REPUBLIKA.CO.ID, JAKARTA -- Dalam rumah tangga, suami dan istri memiliki peran masing-masing. Adapun menurut syariat Islam, pihak laki-laki itu bertanggung jawab dalam memberikan nafkah kepada keluarganya, yakni istri dan anak. Allah berfirman:
وَالۡوَالِدٰتُ يُرۡضِعۡنَ اَوۡلَادَهُنَّ حَوۡلَيۡنِ كَامِلَيۡنِ لِمَنۡ اَرَادَ اَنۡ يُّتِمَّ الرَّضَاعَةَ ؕ وَعَلَى الۡمَوۡلُوۡدِ لَهٗ رِزۡقُهُنَّ وَكِسۡوَتُهُنَّ بِالۡمَعۡرُوۡفِؕ
"Dan ibu-ibu hendaklah menyusui anak-anaknya selama dua tahun penuh, bagi yang ingin menyusui secara sempurna. Dan kewajiban ayah menanggung nafkah dan pakaian mereka dengan cara yang patut" (QS al-Baqarah: 233).
Namun, bagaimana jika suami dan istri "bertukar peran"? Dalam arti, istri bekerja di luar rumah untuk mencari nafkah, sedangkan suami di rumah mengurus segala keperluan rumah tangga?
Wakil Ketua Bahsul Masail Pengurus Besar Nahdlatul Ulama (PBNU) KH Mahbub Maafi mengatakan, pada dasarnya kewajiban mencari nafkah secara mutlak dibebankan pada suami. Di sisi lain, perempuan dalam Islam pun tidak dilarang untuk bekerja.
Jika peran mencari nafkah ditukar, lanjut Kiai Mahbub, maka itu sah-sah saja, asalkan jelas penyebab yang menyertainya terlebih dahulu. Bila ada unsur kedaruratan dan keikhlasan dari istri untuk menjadi tulang punggung keluarga, maka itu diperbolehkan.
"Kalau istri merelakan haknya dari suami (yakni memperoleh nafkah dari suami --Red), dan dia memang ikhlas bekerja menjadi tulang punggung keluarga, boleh-boleh saja," kata Kiai Mahbub, seperti dilansir dari Pusat Data Republika.

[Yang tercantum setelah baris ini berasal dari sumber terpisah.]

PR #446, opened 2019-04-01
fixes #445 update client module to access signing service

### LINKED ISSUE #445: update client module to access signing service
Jwt token can be used for security and it can be used for the signature. Need to add one more entry in the client.yml and add API to interact with signing service.

stevehu:


stevehu:
Document update can be found in https://github.com/networknt/light-doc/issues/60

Meski demikian, ia menekankan, hal tersebut harus diiringi dengan komitmen yang kuat serta alasan yang menyertainya. Misal, si suami sakit keras, kehilangan pekerjaan dan sukar mencari kerja di mana-mana yang halal, atau uzur lainnya. Adapun bila suami tersebut yang mengurus rumah tangga, maka hal itu tidak dipermasalahkan.
Kiai Mahbub menjelaskan, suami yang membiarkan istrinya menjadi tulang punggung untuk bekerja di luar wajib memperhatikan keselamatan dan kenyamanan istri. Misal, suami dapat mengambil inisiatif untuk melakukan antar-jemput istri dalam pergi ke dan pulang dari tempat bekerja.
Gaji istri lebih besar?
Bagaimana bila baik suami maupun istri bekerja, tetapi penghasilan istri lebih besar? Kiai Mahbub menjelaskan, pada dasarnya, ikhtiar dalam mencari nafkah wajib dilakukan oleh suami. Perkara nominal atau hasil yang diperoleh, itu hendaknya tidak lantas dibesar-besarkan. Dalam konteks ini, pengertian istri dibutuhkan, terutama demi keharmonisan dalam rumah.
Menurut Kiai Mahbub, fenomena bahwa istri berpenghasilan lebih besar daripada suami tidak serta-merta mencoreng martabat suami tersebut sebagai kepala rumah tangga. Semestinya, si suami patut bersyukur karena Allah menurunkan rezeki tidak hanya melalui dirinya, tetapi juga istrinya.
Kiai Mahbub menjelaskan, mencari nafkah bukanlah sebuah kewajiban bagi istri. Namun, apabila istri mengikhlaskan dirinya untuk bekerja dalam menopang kebutuhan rumah tangga, baginya dua pahala.